Disclosure controls are procedures that are designed with the objective of ensuring that information required to be disclosed in our reports filed under the Exchange Act, such as this Quarterly Report on Form 10-Q, is recorded, processed, summarized, and reported within the time period specified in the SEC’s rules and forms. Disclosure controls are also designed with the objective of ensuring that such information is accumulated and communicated to our management, including the chief executive officer and chief financial officer (who serves as our Principal Executive Officer and Principal Financial and Accounting Officer), as appropriate to allow timely decisions regarding required disclosure.

Our management evaluated, with the participation of our chief executive officer and chief financial officer, the effectiveness of our disclosure controls and procedures as of March 31, 2023, pursuant to Rule 13a-15 and 15d-15 under the Exchange Act. Due to the material weaknesses in our internal control over financial reporting described below, our chief executive officer and chief financial officer concluded that our disclosure controls and procedures were not effective as of March 31, 2023. As a result, our management performed additional analysis as deemed necessary to ensure that our financial statements were prepared in accordance with GAAP. Accordingly, management believes that the financial statements included in this Quarterly Report on Form 10-Q present fairly, in all material respects, our financial position, results of operations and cash flows of the periods presented.

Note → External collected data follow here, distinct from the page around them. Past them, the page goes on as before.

PR #140, opened 2024-07-03
Make engine pull a model when processing a task

kkaneda:


engine/internal/modelsyncer/syncer.go
```diff
@@ -82,12 +89,6 @@ func (s *S) PullModel(ctx context.Context, modelID string) error {
 }
 
 func (s *S) registerBaseModel(ctx context.Context, modelID string) error {
-	s.mu.Lock()
```
kkaneda, line 85: This change is no-op. Moving the logic to the callee.

Ladicle (approved):

PR #156, opened 2024-07-11
Check if a vector store is accessible from server

kkaneda:
Return a bad request error if a specified vector store is not found.


Ladicle (approved):
LG!

PR #171, opened 2024-07-23
Avoid a deadlock when a context is cannceled

kkaneda:
When the context is canceled from WaitForCompletion, we no longer read from the channels of the task, but the processor still attempts to write when it receives a message from the engine.

We need to spawn a gorountine to read messages whenever comes. We could also increase the channel buffer to 1 (and keep sufficient buffer for resp.Body), but just reading from channels seems simpler.

### DIFF
--- a/server/internal/infprocessor/infprocessor.go
+++ b/server/internal/infprocessor/infprocessor.go
@@ -3,6 +3,7 @@ package infprocessor
 import (
 	"context"
 	"fmt"
+	"io"
 	"log"
 	"net/http"
 	"sync"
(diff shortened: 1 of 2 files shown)


server/internal/infprocessor/infprocessor.go
```diff
@@ -33,18 +34,32 @@ type Task struct {
...
 		return resp, nil
 	case err := <-t.ErrCh:
-		log.Printf("Task failed: %s\n", err)
+		log.Printf("Task (ID: %q) failed: %s\n", t.ID, err)
 		return nil, err
 	}
 }
 
+func (t *Task) discardResp() {
+	select {
```
Ladicle, line 54: Question: does either respCh or errCh always return a value after a context is canceled?

kkaneda: Yes, that's correct! 

- If the engine is able to correctly process a request, the server receives a response and write to `respCh`.
- if some error happens (e.g., engine is disconnected), an error is written to `errCh`.

For example, if an engine is disconnected, we call `RemoveEngine`, which writes an error to all in-progress tasks.

https://github.com/llm-operator/inference-manager/blob/ebe48f7c31014a3e83c972f4049b602150c8aff1/server/internal/infprocessor/infprocessor.go#L192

We do not expect that our disclosure controls and procedures will prevent all errors and all instances of fraud. Disclosure controls and procedures, no matter how well conceived and operated, can provide only reasonable, not absolute, assurance that the objectives of the disclosure controls and procedures are met. Further, the design of disclosure controls and procedures must reflect the fact that there are resource constraints, and the benefits must be considered relative to their costs. Because of the inherent limitations in all disclosure controls and procedures, no evaluation of disclosure controls and procedures can provide absolute assurance that we have detected all our control deficiencies and instances of fraud, if any. The design of disclosure controls and procedures also is based partly on certain assumptions about the likelihood of future events, and there can be no assurance that any design will succeed in achieving its stated goals under all potential future conditions.

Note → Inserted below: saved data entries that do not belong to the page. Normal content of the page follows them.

PR #172, opened 2024-07-24
Be able to create/use a service account

kkaneda:
This is required when a user needs to a service account to give a S3 bucket access.

### DIFF
--- a/deployments/engine/templates/serviceaccount.yaml
+++ b/deployments/engine/templates/serviceaccount.yaml
@@ -1,0 +1,8 @@
+{{- if .Values.serviceAccount.create -}}
+apiVersion: v1
+kind: ServiceAccount
+metadata:
+  name: {{ include "inference-manager-dispatcher.serviceAccountName" . }}
+  labels:
+    {{- include "inference-manager-dispatcher.labels" . | nindent 4 }}
+{{- end -}}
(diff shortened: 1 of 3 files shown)


deployments/engine/templates/serviceaccount.yaml
```diff
@@ -0,0 +1,8 @@
+{{- if .Values.serviceAccount.create -}}
+apiVersion: v1
+kind: ServiceAccount
+metadata:
+  name: {{ include "inference-manager-dispatcher.serviceAccountName" . }}
```
guangrui-cloudnatix, line 5: "inference-manager-engine.serviceAccountName"?

deployments/engine/templates/serviceaccount.yaml
```diff
@@ -0,0 +1,8 @@
...
+  labels:
+    {{- include "inference-manager-dispatcher.labels" . | nindent 4 }}
```
guangrui-cloudnatix, line 7: "engine" vs "dispatcher"?

deployments/engine/templates/serviceaccount.yaml
kkaneda: ah, sorry, forgot to cc. :( https://github.com/llm-operator/inference-manager/pull/173/files fixed.

PR #190, opened 2024-08-01
Make the engine process tasks in parallel

kkaneda:


engine/internal/processor/processor.go
```diff
@@ -89,47 +89,79 @@ type P struct {
...
+			return fmt.Errorf("receive task: %s", err)
 		}
 
-		log.Printf("Started processing task: %s\n", resp.NewTask.Id)
-		if err := p.processTask(ctx, stream, resp.NewTask); err != nil {
-			return err
-		}
-		log.Printf("Completed task: %s\n", resp.NewTask.Id)
+		// Create a goroutine to process the task so that we can receive the
+		// next task. Ollama then might process requests in parallel.
```
Ladicle, line 156: question: no needs to limit how many tasks process in parallel?

Ladicle (approved):

engine/internal/processor/processor.go
kenji-cloudnatix: Good point! We might introduce the limit later, but decided not to do now. The reason is to keep the logic simple. If we want to limit the number of requests in parallel, `inference-manager-server` should do so that it can distribute requests to other `engine` instance. Also vLLM can have its queue, so we don't need to have yet another queue here.

PR #194, opened 2024-08-01
Remove the service from engine

kkaneda:
This is no longer used as all requests are fetched from the server.


Ladicle (approved):

guangrui-cloudnatix (commented):
`vector-store-manager` needs to access ollama/vllm to generate embedding, refer to https://github.com/llm-operator/vector-store-manager/blob/f33be46957032d81f84032784ff9ac7e80d7fb63/deployments/server/values.yaml#L36

How do we plan to handle such request? Add into `inference manager server` API, or revoke this change? In long term, we probably should support  `embedding` api in openai, e.g. https://api.openai.com/v1/embeddings.  @kkaneda @Ladicle

kkaneda:
Ah I'm sorry. I missed that. Let me revert. 

Yeah we can call the `inference-manager-server` API or maybe have a separate small engine.

kkaneda:
https://github.com/llm-operator/inference-manager/pull/208

PR #207, opened 2024-08-05
Define const for LLM kind

kkaneda:


engine/internal/llmkind/llmkind.go
```diff
@@ -0,0 +1,12 @@
+package llmkind
```
guangrui-cloudnatix, line 1: might want to move it to pkg, since `vector-store-manager` also will refer to ollama and vllm

guangrui-cloudnatix (approved):

engine/internal/llmkind/llmkind.go
kkaneda: sounds good!

PR #214, opened 2024-08-08
Configure securityContext, resources, and probes in the deployments

Ladicle:


deployments/engine/templates/deployment.yaml
```diff
@@ -69,6 +73,12 @@ spec:
         - name: config
           mountPath: /etc/config
           readOnly: true
+        - name: tmp
```
kkaneda, line 76: Could you add some comment to explain why this change is needed? My understanding is that this is to load the models in memory. If so, I think this should be fine, but we just need to be a bit careful to make sure if we have sufficient memory when multiple models are loaded (this only apply to Ollama, though).

kkaneda (approved):
LG!

deployments/engine/templates/deployment.yaml
kkaneda: Ah nvm. I misunderstood the behavior of `emptyDir`.

deployments/engine/templates/deployment.yaml
```diff
@@ -69,6 +73,12 @@ spec:
...
+          mountPath: /tmp
+        - name: tmp
+          mountPath: /.ollama
```
guangrui-cloudnatix, line 79: Can we rename this to something like `/.llm` or `/.engine`, since this should be applicable to the engine with `vLLM as well?

guangrui-cloudnatix (approved):

deployments/engine/templates/deployment.yaml
Ladicle: This name depends on ollama behavior, so if another engine writes something to the root filesystem, we need to add the path here.
ollama generates the key at startup in `/.ollama`, and this change allows ollama to write to it.

guangrui-cloudnatix: I see.  Thanks for the explanation. I'm not sure if vllm needs to write root filesystem.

Changes in Internal Control over Financial Reporting

There was no change in our internal control over financial reporting that occurred during the fiscal quarter ended March 31, 2023 covered by this Quarterly Report on Form 10-Q that has materially affected, or is reasonably likely to materially affect, our internal control over financial reporting, except as described below.

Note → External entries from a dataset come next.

PR #228, opened 2024-08-11
Do not crash when inference-manager-server is unavailable

kkaneda:
It can easily take more than several minutes to download & load large models. It is better to avoid a pod crash when the server is unreachable for a short period of time.

### DIFF
--- a/deployments/engine/templates/deployment.yaml
+++ b/deployments/engine/templates/deployment.yaml
@@ -36,6 +36,9 @@ spec:
         - name: llm
           containerPort: {{ .Values.llmPort }}
           protocol: TCP
+        - name: health
+          containerPort: {{ .Values.healthPort }}
+          protocol: TCP
         env:
         {{- with .Values.global.awsSecret }}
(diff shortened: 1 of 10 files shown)


kkaneda:
@Ladicle , i'll merge this so that this change is available Monday, but PR review appreciated. thanks!

deployments/engine/templates/deployment.yaml
```diff
@@ -72,6 +75,8 @@ spec:
           mountPath: /tmp
         - name: tmp
           mountPath: /.ollama
+        readinessProbe:
```
Ladicle, line 78: I'm curious why a readiness probe with one replica count is used. Is it for detecting errors in somewhere alerting systems and handling failures manually?

kkaneda: Yeah that's the main reason. In particular when the initial installation fails, we would like to let end users know.

Also this helps when inference-manager-engine is get deployed. An existing pod is kept until a new one becomes ready.

PR #232, opened 2024-08-12
Increase the default keep alive to 96 hours

kkaneda:
This can be longer. Given that loading a large model like llama3.1 70B is slow, we would like to avoid end users from hitting the model loading as much as possible.


kkaneda:
I have changed my mind and decided to keep the models longer (96 hours).

PR #233, opened 2024-08-12
Change back to flush more often

kkaneda:


kkaneda:
I removed flush to have a better response for auto code completion, but decided to add back to make the chat response more smooth.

Our internal control over financial reporting did not result in the proper classification of the Class A redeemable ordinary shares within our previously issued August 3, 2021 Balance Sheet and the August 3, 2021 Pro Forma Balance Sheet. In those balance sheets, we determined that the Class A ordinary shares subject to possible redemption to be equal to the redemption value of the Public Shares, while also taking into consideration that the redemption cannot result in net tangible assets being less than $5,000,001, which represented a material weakness.

After discussion and evaluation, we have concluded that while provisions in our amended and restated memorandum and articles of association may result in the Company being unable to redeem all of the Public Shares in certain situations, the Public Shares still contain redemption provisions which are outside of our control and therefore should be classified outside of permanent equity. Therefore, management concluded that the redemption value should include all Public Shares subject to possible redemption, resulting in the Class A ordinary shares subject to possible redemption being equal to the full redemption value of the Public Shares.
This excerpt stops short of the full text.